# Steady 30 minute climb in San Diego?



## uno-speedo (Oct 26, 2004)

Looking for some help here. I'm trying to find a steady 30 minute climb in or around San Diego. Thanks!


----------



## JaeP (Mar 12, 2002)

uno-speedo said:


> Looking for some help here. I'm trying to find a steady 30 minute climb in or around San Diego. Thanks!


Kitchen Creek. 

It's more than 30 min but it's one long steady climb. It's in the east county near Sun Rise Hwy.


----------



## chang100 (Aug 29, 2003)

*Dehesa Grade*

do a google search for "Great Western Loop", featuring 12 miles of climbing in the first 1/3 of the ride.


----------



## Edster (Aug 22, 2004)

How about Honey Springs and Mt.

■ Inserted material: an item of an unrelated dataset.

PR #1294, opened 2024-11-07
Add --git-archive-path and --metadata-archive-path options

jfine:
Adds the ability to migrate a local file utilizing the --git-archive-path and --metadata-archive-path options. This change is similar to the --git-archive-url and --metadata-archive-url options though instead of starting the migration directly it uploads the archives (only one upload if the same archive is specified) to the storage option selected and then starts the migration.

Palomar?


----------



## bigpinkt (Jul 20, 2006)

Honey Springs is a good 1/2 climb. The grade is rather easy though. Palomar is much longer


----------



## Edster (Aug 22, 2004)

I just thought of Skyline Truck Trail off of Hwy 94 and if you make a right by the elementry school (off of Skyline), there's Lyons Valley Road.

There is also Harbison Canyon road.

And before the road (and houses) collasped, there was the climb to Mt Soledad.


----------



## andulong (Nov 23, 2006)

Ride up Palomar for 30 minutes then turn around. Lake Wolford road might be close to 30 minutes going up. Poway grade too.


----------



## uno-speedo (Oct 26, 2004)

Thanks for the help!

Now to go Google!


----------



## andulong (Nov 23, 2006)

*Try this link Hills of SD County.*

http://www.fullcommitment.com/Nav.aspx/Page=/PageManager/Default.aspx/PageID=1356173

First click on the link then click on "climbs of the county"


----------



## bmolloy (Nov 7, 2004)

Here are a few with Motionbased links:

Jamacha to Alpine loop:
http://trail.motionbased.com/trail/activity/2894704

Kitchen Creek: (from Lakeside with Dehesa grade)
http://trail.motionbased.com/trail/activity/2913950

The Five Faces of Soledad: (not quite 30 minutes but quick descents)
http://trail.motionbased.com/trail/activity/3137170

Rice / Couser Canyon:
http://trail.motionbased.com/trail/activity/4876947

Lakeside to East Willows:
http://trail.motionbased.com/trail/activity/1743078

Scripps Old Pro Ride: (Del Dios hwy is a pretty good steady climb)
http://trail.motionbased.com/trail/activity/2310125

To get the full 1/2 hr. steady climb you really need to go into the east county, like the great western loop that was mentioned, or Mt. Laguna or Mt. Palomar. (Unless you climb really slowly!) I put some other options that have good climbing with short descents between climbs.

Have Fun!


----------



## sdjeff (Sep 4, 2008)

Santa Ysabel to Julian (or beyond) ought to work too. 

In closer, maybe the 78 from Wild Animal Park to Ramona? I've only ridden down it, not up (might be a little tight, traffic-wise). 6 miles, 1000' plus vert

bigpinkt: "Honey Springs is a good 1/2 climb. The grade is rather easy though." ??? Only 7 miles at +/- 5%... Burst my bubble, did that ride for the first time yesterday. Started from Del Cerro, did 55 miles with 5400' climbing, thought that was a pretty good ride. But then I'm slow (4.5 hrs ride time).


----------